Dans les secrets d’une commanderie : une visite exceptionnelle sur les traces des Templiers à Varetz…

Les portes de la commanderie de Mons à Varetz s’ouvrent rarement mais ce domaine privé, membre du réseau des sites du patrimoine templier et hospitalier Vallée de la Vézère, peut toutefois se visiter lors de journées exceptionnelles. A la découverte d’un lieu chargé d’histoire, niché au coeur de la campagne corrézienne…
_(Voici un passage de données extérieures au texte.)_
PR #680, opened 2020-01-09
Use scrollManager for TV layout in all browser and improve scroll feel

### LINKED ISSUE #675: Missing Scrolling support on WebOS
Hello, I'm not sure if this is the right place to report this. So I installed the IPK and it works just fine including streaming to the device from the jellyfin server, but the interface will not scroll. Essentially you are stuck with only the content that fits on screen making the interface pretty much unusable.

MrTimscampi:
**Changes**

* Enable scollManager for the TV layout, regardless of browser.
* Use smooth scrolling in scrollManager on WebOS, Tizen, Firefox and Chrome. More browsers are likely supported but need testing.
* Use smooth scrolling for the scroller element on Firefox, even in TV layout.

**Issues**

Fix #675


src/components/scrollManager.js
```diff
@@ -372,7 +372,7 @@ define(["dom", "browser", "layoutManager"], function (dom, browser, layoutManage
      */
     function useSmoothScroll() {
 
-        if (browser.tizen) {
+        if (browser.tizen || browser.web0s || browser.firefox || browser.chrome) {
```
dkanada: I know lots of people don't like smooth scroll, so we can't just enable it everywhere by default.

MrTimscampi:
@dkanada I removed the changes other than enabling the scroll manager on TV layouts. This way, the PR fixes the wonky scrolling in TV layout.

The original code, imo, made no sense:

* Disable it if not in TV layout
* Enable it for Tizen and WebOS
* But disable it for everything else

Imo it makes sense to have the scroll manager always enabled in the layout that uses mainly keyboard navigation. The other changes can be discussed once we get to them later on :)

PR #681, opened 2020-01-10
Migrate fully from RequireJS to Webpack

MrTimscampi:
**Changes**

Also known as "The Humongous Webpack Fix Pull Request™".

Un patrimoine de passionnés

En ce début d’été caniculaire, un petit groupe de visiteurs est venu chercher la fraîcheur des vieilles pierres en poussant le portail d’une grande propriété privée perchée sur les hauteurs de Varetz, un lieu chargé d’histoire, où ont vécu les Templiers du XIIe au début du XIVe siècle, puis les Hospitaliers jusqu’à la Révolution.

Depuis la Révolution française, seules trois familles s’y sont succédées, ce qui en fait l’un des sites les mieux conservés des ordres militaires en Corrèze. Passionnée d’histoire, la nouvelle propriétaire des lieux a rejoint le réseau « Patrimoine Templier & Hospitalier de la vallée de la Vézère » et autorise des visites exceptionnelles depuis 2023.

La bâtisse principale de commanderie de Mons vue du ciel © Commanderie de Mons

« Vous êtes un peu des mécènes en venant ici », explique Marc-Olivier Agnès, guide spécialisé dans le patrimoine templier et hospitalier. Car derrière le prix du billet se cache une réalité : entretenir ce patrimoine coûte très cher.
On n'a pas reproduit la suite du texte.